Сценический прием как выражение театральной идеи имеет свои градации. Сначала это всем понятное сооружение. (Понятно, как сколочено.) Потом, хотя и понятно, как это сделано, признаешь, что сделано настолько ловко и добротно, что самому так уже не сделать. (У хорошего человека это вызывает «белую» зависть.) А дальше наступает такое состояние, очень редко, когда не понятно, как оно сделано. Тут только руками развести. Может быть, это и есть истинный критерий поэтической стихии?
Думаю, что все это относится не столько к технологии, сколько к идейно-смысловой стороне нашего дела. Идея большого спектакля не должна укладываться в простую формулу. Сокровенный смысл великого творения не должен сразу же даваться в руки. Пусть о нем пишут театроведы, пусть накапливают основательный научный материал.

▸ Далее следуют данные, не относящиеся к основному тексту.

Issue #7876, opened 2021-12-06
[imaging_browser] The Download table as CSV is retrieving more information that's what's shown in the Web Browser.


racostas:
**Describe the bug**
The Download table as CSV is retrieving more information that's what's shown in the Web Browser.

**To Reproduce**
Steps to reproduce the behavior (attach screenshots if applicable):
1. Go to `MainMenu->Imaging->Imaging Browser`
2. Click on the `Download table as CSV` button.
4. The excel file downloaded have more (different columns) than the ones shown in the web browser. The last column is shown incorrect info. 
![image](https://user-images.githubusercontent.com/37309344/144879569-34adb96c-14e3-4471-99ee-4e2137f2dd1c.png)

**What did you expect to happen?**
The excel file to reflect the same info as the web browser. 

**Browser Environment (please complete the following information):**
- Microsoft Windows 10
- Google Chrome Version 96.0.4664.45 (Official Build) (64-bit)

**Server Environment (if known):**
- LORIS 24 official testing VM.

laemtl:
Seing additional columns is expected if some are hidden in the data table. @cmadjar will look at the missing header issue.

cmadjar:
Resolved by #8363. Not sure why this did not auto-close.

PR #8363, opened 2023-02-06
[imaging browser] Fix Human dangling out of nowhere

cmadjar:
## Brief summary of changes

This resolves https://github.com/aces/Loris/issues/7876.

When downloading the imaging browser list data as CSV, there are dangling "Human"s with no header associated to it as can be seen below:
image

This PR corrects the issue so that the Human's have a proper header. It also resolves the Human being placed under T1 QC status for example when no scan types are selected to be displayed in the Config module under the Imaging Module tab. See screenshot below for the bug that was introduced in 24:
Screen Shot 2023-02-06 at 5 24 52 PM

As for the content of the CSV showing more columns than what is being displayed, this is a LORIS wide behaviour, not an actual bug.

### DIFF
--- a/modules/imaging_browser/php/imagingbrowserrowprovisioner.class.inc
+++ b/modules/imaging_browser/php/imagingbrowserrowprovisioner.class.inc
@@ -189,9 +189,9 @@ class ImagingBrowserRowProvisioner extends \LORIS\Data\Provisioners\DBRowProvisi
               s.ID as sessionID,
               GROUP_CONCAT(DISTINCT modality.Scan_type) as sequenceType,
               $PendingNewquery as pending,
-              $modalities_subquery
               s.CenterID as CenterID,
               c.Entity_type as entityType,
+              $modalities_subquery
               s.ProjectID
             FROM psc AS p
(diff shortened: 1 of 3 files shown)


cmadjar:
@driusan @ridz1208 I sent this to 24.1-release as this corrects a bug that was introduced in LORIS 24. The one with "Human" under T1W QC. I noticed that on HBCD last week and the same week @thomasbeaudry updated his LORIS instance to 24 and noticed it as well. So this should probably go in the next bug fix.

modules/imaging_browser/php/imagingbrowserrowprovisioner.class.inc
```diff
@@ -172,6 +172,42 @@ class ImagingBrowserRowProvisioner extends \LORIS\Data\Provisioners\DBRowProvisi
         // =================================================
         // Final query
         // =================================================
+        error_log(print_r(
```
driusan, line 175: seems to be a leftover debug statement.

nicolasbrossard (approved):
Can't see anything wrong with the code. Pulled the branch on my VM and tested: works perfectly. Approving.  👍

PR #8364, opened 2023-02-08
[API] Minor schema fixes

ridz1208:
## Brief summary of changes

Added missing `ProjectID` tag and change descriptors to be less copy pasted

### DIFF
--- a/modules/api/php/models/candidatesrow.class.inc
+++ b/modules/api/php/models/candidatesrow.class.inc
@@ -61,13 +61,13 @@ class CandidatesRow implements \LORIS\Data\DataInstance,
     public function jsonSerialize() : array
     {
         $obj = [
-            'CandID'    => $this->_candid,
-            'Project'   => $this->_projectname,
-            'PSCID'     => $this->_pscid,
-            'Site'      => $this->_sitename,
-            'EDC'       => $this->_edc,
-            'DoB'       => $this->_dob,
-            'Sex'       => $this->_sex,
+            'CandID'  => $this->_candid,
+            'Project' => $this->_projectname,
+            'PSCID'   => $this->_pscid,
+            'Site'    => $this->_sitename,
+            'EDC'     => $this->_edc,
+            'DoB'     => $this->_dob,
+            'Sex'     => $this->_sex,
         ];
 
         return $obj;
--- a/modules/api/php/models/candidatesrow.class.inc
+++ b/modules/api/php/models/candidatesrow.class.inc
@@ -63,7 +63,6 @@ class CandidatesRow implements \LORIS\Data\DataInstance,
         $obj = [
             'CandID'    => $this->_candid,
             'Project'   => $this->_projectname,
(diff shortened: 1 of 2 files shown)


ridz1208:
@driusan I did not make the white space changes, must have been my IDE, let me know if you want me to revert them

modules/api/static/schema.yml
```diff
@@ -129,7 +129,7 @@ paths:
             type: string
       responses:
         '200':
-          description: An object containing the list of instrument summary descriptors
+          description: An object containing the list of projects
```
driusan, line 132: This doesn't make sense to me. why is `/projects/{project}/instruments` returning "a list of projects"?

ridz1208: ma bad, I was distracted

driusan: not sure if you fixed it and lost it in the rebase but it still seems to be wrong.

ridz1208: @driusan this never happened

modules/api/static/schema.yml
```diff
@@ -1831,6 +1831,8 @@ components:
           type: string
         Project:
           type: string
+        ProjectID:
```
driusan, line 1834: This isn't correct. There's supposed to be a project name (line 1832) not a projectid

https://github.com/aces/Loris/blob/main/modules/api/docs/LorisRESTAPI_v0.0.4-dev.md#user-content-30-candidate-api

driusan (changes requested):

modules/api/static/schema.yml
driusan: It looks like it was incorrectly added in https://github.com/aces/Loris/commit/7bd3ddde3079ea667140d2c8c1079d52b73f76fc and missed in review. It should not be in the result that's serialized, only the query for the filter to work. Ihe API isn't intended to expose internal IDs.

ridz1208: I agree but I dont think we can remove it now can we?

should be removed in 0.0.4 I guess

driusan: Why can't we remove it? It's not documented as being there in any API documentation.

ridz1208: I don't know... it was still being returned and someone might be using it? You are the one who usually avoid modifying the API outside of a new release. I'm okai with wtv

modules/api/php/models/candidatesrow.class.inc
```diff
@@ -63,7 +63,6 @@ class CandidatesRow implements \LORIS\Data\DataInstance,
         $obj = [
             'CandID'    => $this->_candid,
             'Project'   => $this->_projectname,
-            'ProjectID' => $this->_projectid,
```
ridz1208, line 66: only removed it from json serialize. I kept the class variable because its used for permission checks

ridz1208:
@driusan made the changes

driusan (approved):

Issue #8025, opened 2022-02-25
[data_release] Test plan and module README need updating


AlexandraLivadas:
Both the test plan and README of this module do not describe or handle the case of files with no version. The test plan should include steps to test adding Unversioned files, filtering by Unversioned files, adding/managing permissions for Unversioned files. The README should mention that files can be uploaded with no version and that when you add a version permission, the user will also be automatically granted permission to see any Unversioned files.

christinerogers:
I've never worked with this module.  the contributors or folks from a project that uses it could do this far more efficiently. let me know if you need help writing it up --

christinerogers:
@ridz1208 which project uses this module?  I don't mind helping someone co-write some of this but i've never used...

ridz1208:
@charliehenrib does CCNA still use this ?

charliehenrib:
@ridz1208 yes, COMPASS-ND does, but not CTU.

ridz1208:
@christinerogers you found your person @charliehenrib

christinerogers:
wonderful @ridz1208  - @charliehenrib  feel free to assign me for review (or co-assign)

PR #8375, opened 2023-02-15
[Data release] - Update Test Plan instruction

charliehenrib:
## Brief summary of changes

Adding testing step for unversioned files. 

#### Link(s) to related issue(s)
#8025

PR #8377, opened 2023-02-15
[Data Release] - Update README information

charliehenrib:
Brief summary of changes

Adding information about unversioned files

#8025

### DIFF
--- a/modules/data_release/README.md
+++ b/modules/data_release/README.md
@@ -21,7 +21,7 @@ be made available as the dataset grows.
 The module is used to manage, upload and download data releases of the study.
 - Different data releases can be differentiated using the version tag.
 - Data coordinators can upload data releases of the study via the front-end
-web interface.
+web interface with or without a version.
 - For each data release, data coordinators can manage permissions of any
   specific user.
 


christinerogers (approved):
this looks ok to me @charliehenrib

driusan (approved):
don't see why this is necessary but it doesn't harm anything either.

driusan (changes requested):
Just looked at the issue (#8025) and I don't think it addresses what it's trying to.

This seems to be trying to address the sentence "The README should mention that files can be uploaded with no version and that when you add a version permission, the user will also be automatically granted permission to see any Unversioned files." but this change doesn't explain the permissions, just changes the wording of a sentence in the scope.

ridz1208:
@driusan I think the other PR is handling the rest https://github.com/aces/Loris/pull/8375

driusan:
@ridz1208 #8375 is handling the test plan. The sentence I quoted from the issue is about the README (which is only touched by this PR, which is why I assume that's what it was trying to address.)

ridz1208:
ok so if I understand correctly, @charliehenrib can you verify and add wording in the ?permissions? section of the readme to say that any user can see unversioned files?

@driusan is the permission section the correct place?

driusan:
Permissions section makes sense to me.

charliehenrib:
@ridz1208 @driusan When I tested the section "when you add a version permission, the user will also be automatically granted permission to see any Unversioned files." on CCNA, it was not the case that unversioned files were visible. @AlexandraLivadas Do you have more information on when the unversioned files were automatically visible or specific projects where this happens?

ridz1208:
@driusan 

@charliehenrib 's comment makes more sense to me. I believe you need to specifically be given access to unversionned documents to actually see them. @charliehenrib maybe you can give it a test on demo to confirm that its not a CCNA override?

charliehenrib:
@ridz1208 I just tested the data release module files permissions and I am getting to the same conclusion. To test, I uploaded a versioned and unversioned file to the data release module using the admin account. I then granted permission to the versioned file for my testing user and only that file was available and not the unversioned files. I then added the permission to unversioned files for that test user and then the unversioned files were available. 

Let me know if you need me to test anything else.

ridz1208:
@driusan could you update your review in light of Charlie's last comment?

driusan:
@ridz1208 @charliehenrib I didn't make the issue in question so maybe @AlexandraLivadas would be better placed than me to answer if this addresses it.

ridz1208 (approved):

ridz1208:
@driusan lets merge this

ridz1208:
the end result of this PR does not add much more information and the changes done in other PRs is sufficient to fix the issue linked above. This PR is closed

PR #8378, opened 2023-02-15
[document_repository] Fix download path to correct user

zaliqarosli:
## Brief summary of changes

1. Checkout branch 24.1-release and run make dev or npm run compile
2. Upload a file as User 1 (i.e. your own). Download that file once uploaded and confirm that the download worked.
3. Login as User 2 (i.e. admin). Try to download the same file and confirm that the download fails.
4. Go to the dashboard and click on one of the items in the 'Document Repository Notifications' widget. Confirm that the download fails.
5. Checkout this PR branch. Download the same file as User 2 and confirm that the download worked
6. Go to the dashboard and click on one of the items in the 'Document Repository Notifications' widget. Confirm that the download worked.

### DIFF
--- a/modules/document_repository/php/files.class.inc
+++ b/modules/document_repository/php/files.class.inc
@@ -71,25 +71,26 @@ class Files extends \NDB_Page
                 ['message' => 'File deleted.']
             ));
         case "GET":
-            $filename = urldecode(basename($request->getUri()->getPath()));
             $route    = explode('/', $request->getUri()->getPath());
             if ($route[2] == 'meta') {
+                $id = urldecode(basename($request->getUri()->getPath()));
                 return (new \LORIS\Http\Response())
                     ->withHeader("Content-Type", "text/plain")
                     ->withBody(
                         new \LORIS\Http\StringStream(
-                            json_encode($this->getUploadDocFields($filename))
+                            json_encode($this->getUploadDocFields($id))
                         )
                     );
             }
 
-            // the file's user directory is the username of the file uploader,
-            // not the user currently requesting the download
-            $uploader = urldecode(basename(dirname($request->getUri()->getPath())));
+            $filename = explode(
+                'Files',
+                urldecode($request->getUri()->getPath())
+            )[1];
 
             $downloader = new \LORIS\FilesDownloadHandler(
                 new \SPLFileInfo(
-                    $downloadpath . $uploader
+                    $downloadpath
                 )
             );
             return $downloader->handle(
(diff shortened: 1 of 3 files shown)


ridz1208:
@zaliqarosli @charliehenrib I'm confused how this is not a much much bigger issue. Shouldn't this prevent pretty much anyone from downloading any file that they didnt upload themselves ??

ridz1208:
@CamilleBeau do you have a VM where you can pull this for charlie to test ?

CamilleBeau:
> @CamilleBeau do you have a VM where you can pull this for charlie to test ?

Yes I will pull this onto our dev VM

zaliqarosli:
@ridz1208 i think it depends on what projects have this bug cz it was fixed for a certain version, and then the code refactored that re-introduced it. i know that it was something I had to fix for COPN on 21.. but it had already been fixed for a later version

charliehenrib:
@CamilleBeau @ridz1208 I followed the testing steps above and it works exactly as described. Is there a passed manual testing label that I should add?

modules/document_repository/php/files.class.inc
```diff
@@ -82,9 +82,14 @@ class Files extends \NDB_Page
                         )
                     );
             }
+
```
driusan, line 85: This whole section of code looks questionable to me. Why are we parsing the username out of the url, parsing the filename out of the url, re-concatenating them, and then passing it to the `FilesDownloadHandler`? It looks to me like the handler should just be `$downloadpath` and the `$filename` should just be `$request->getUri()->getPath()` with the endpoint name prefix stripped out.

I suspect that at some point that this was hacked in because the subdirectories weren't working until fixed in #8392 but the FilesDownloadHandler should handle subdirectories properly now that @cmadjar fixed it.

zaliqarosli: im not sure, john saigle had written that bit of code at the same time he created the FilesDownloadHandler

zaliqarosli: i'm just fixing the username here

zaliqarosli: @driusan fixed it to what you suggested. can you re-review?

zaliqarosli:
@driusan i fixed it to what you suggested. can you re-review?

driusan:
Code looks good to me. @charliehenrib can you re-test it?

charliehenrib:
I retested and it works as it should :)

PR #8388, opened 2023-02-20
Remove unused ajax scripts

driusan:
This removes any ajax scripts that I couldn't find any reference to. `git grep -i setSortedRow`, `git grep -i read_log` and `git grep -i ProcessStateRequestHandler` all return no results.


driusan:
@cmadjar since these are all imaging related modules could you review when you get a chance? There's no rush but it would be good to get it merged before we start release testing for 25.

cmadjar (approved):
LGTM! Thanks @driusan

PR #8389, opened 2023-02-20
Cleanup endpoint hierarchy

driusan:
This makes sure that endpoints always have access to things that are always necessary (such as the LorisInstance object and PSR logger). NDB_Page is updated to extend Endpoint, since pages are types of endpoints.

### DIFF
--- a/modules/api/php/module.class.inc
+++ b/modules/api/php/module.class.inc
@@ -101,13 +101,13 @@ class Module extends \Module
 
         switch ($handlername) {
         case 'candidates':
-            $handler = new \LORIS\api\Endpoints\Candidates();
+            $handler = new \LORIS\api\Endpoints\Candidates($this->loris);
             break;
         case 'login':
-            $handler = new \LORIS\api\Endpoints\Login();
+            $handler = new \LORIS\api\Endpoints\Login($this->loris);
             break;
         case 'projects':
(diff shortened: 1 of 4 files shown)


driusan:
@xlecours When you get a chance can you review? It should still be lightweight but losing access to the logger or LorisInstance context makes it impossible to do things like log or call utility functions.

xlecours:
The loris instance need to be passed in the constructor because it's needed before `handle` is called?

driusan:
It needs to be passed in the constructor to make sure it always exists in any scope that it's used

xlecours:
Except for the dashboard module, nothing is happening between when the constructor of NDB_Page is called and the page `process`  function is called. There is the `loadResources` function but it takes the lorisinstance as a parameter.

I am hesitant in adding parameter to the constructor of all the endpoints but if you have strong opinion in favor of it then let it be.

driusan:
I think it's important for `$this->loris` to always be consistently available on every page/endpoint type or people will get confused when they try and access the LORISInstance context and it works in some contexts but not others and it will result in obscure bugs or losing the context which is required for something that requires it as an argument. We can probably remove the argument from loadResources() now that it's consistently passed in the constructor of page/module objects now.

xlecours (approved):

PR #8392, opened 2023-02-20
Fixes links to BrainBrowser from the MRI violations module

cmadjar:
## Brief summary of changes

The links to BrainBrowser from the MRI violations module were not working for two reasons:
- queried the wrong table name for the protocol violations (`mri_violations_log` should have been used instead of `mri_violation_log`)
- the `FileDownloadHandler` class was using the basename of the file instead of the relative path which resulted in BrainBrowser not finding the file on the file system.

* Those bugs were found when testing https://github.com/aces/Loris/pull/7473 but are present in 24.0.


driusan (approved):
I think the branch is broken but I'll merge it once it's fixed.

Про что «Принцесса Турандот» Вахтангова?
А что хотел сказать Велимир Хлебников своим стихотворением «Кузнечик»?
Крылышкуя золотописьмом
Тончайших жил,
Кузнечик в кузов пуза уложил
Прибрежных много трав и зер.
Пинь, пинь, пинь! Тарарахнул зинзивер.
О лебедиво.
О, озари!
Лично я здесь вижу гениально размытую границу между смыслом и откровенно музыкальным вторжением в недра человеческого подсознания. Я не знаю, кто такой «зинзивер» и что такое «лебедиво», но самое прекрасное, что я этого и знать не хочу.